--- EXERCISE DATA Enclosed Below ---

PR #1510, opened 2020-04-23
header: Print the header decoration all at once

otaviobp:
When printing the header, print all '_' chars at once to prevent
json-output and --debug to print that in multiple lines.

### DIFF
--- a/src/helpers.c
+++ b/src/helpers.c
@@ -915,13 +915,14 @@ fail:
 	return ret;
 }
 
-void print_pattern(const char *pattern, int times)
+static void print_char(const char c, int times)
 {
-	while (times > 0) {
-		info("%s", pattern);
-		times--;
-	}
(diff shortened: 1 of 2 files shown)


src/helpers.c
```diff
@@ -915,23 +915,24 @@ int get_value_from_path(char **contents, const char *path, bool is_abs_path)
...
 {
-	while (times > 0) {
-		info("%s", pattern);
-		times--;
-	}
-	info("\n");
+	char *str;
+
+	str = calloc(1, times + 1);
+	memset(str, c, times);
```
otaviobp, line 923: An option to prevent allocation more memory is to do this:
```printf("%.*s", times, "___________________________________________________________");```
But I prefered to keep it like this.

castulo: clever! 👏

--- End of Enclosed EXERCISE DATA ---
--- EXERCISE DATA Enclosed Below ---

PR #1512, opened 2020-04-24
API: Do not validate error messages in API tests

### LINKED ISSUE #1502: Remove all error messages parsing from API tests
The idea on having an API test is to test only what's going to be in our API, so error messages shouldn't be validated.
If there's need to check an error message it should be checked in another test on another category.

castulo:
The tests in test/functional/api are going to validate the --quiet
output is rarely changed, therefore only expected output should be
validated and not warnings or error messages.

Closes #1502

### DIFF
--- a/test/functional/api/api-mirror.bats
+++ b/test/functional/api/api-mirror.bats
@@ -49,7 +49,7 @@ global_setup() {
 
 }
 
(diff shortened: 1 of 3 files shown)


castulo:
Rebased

--- End of Enclosed EXERCISE DATA ---

■ **ACTIVITY**: Copy out each line of the material above that holds the word "mirror".

■ **RESPONSE TO THE TASK**:
--- a/test/functional/api/api-mirror.bats
+++ b/test/functional/api/api-mirror.bats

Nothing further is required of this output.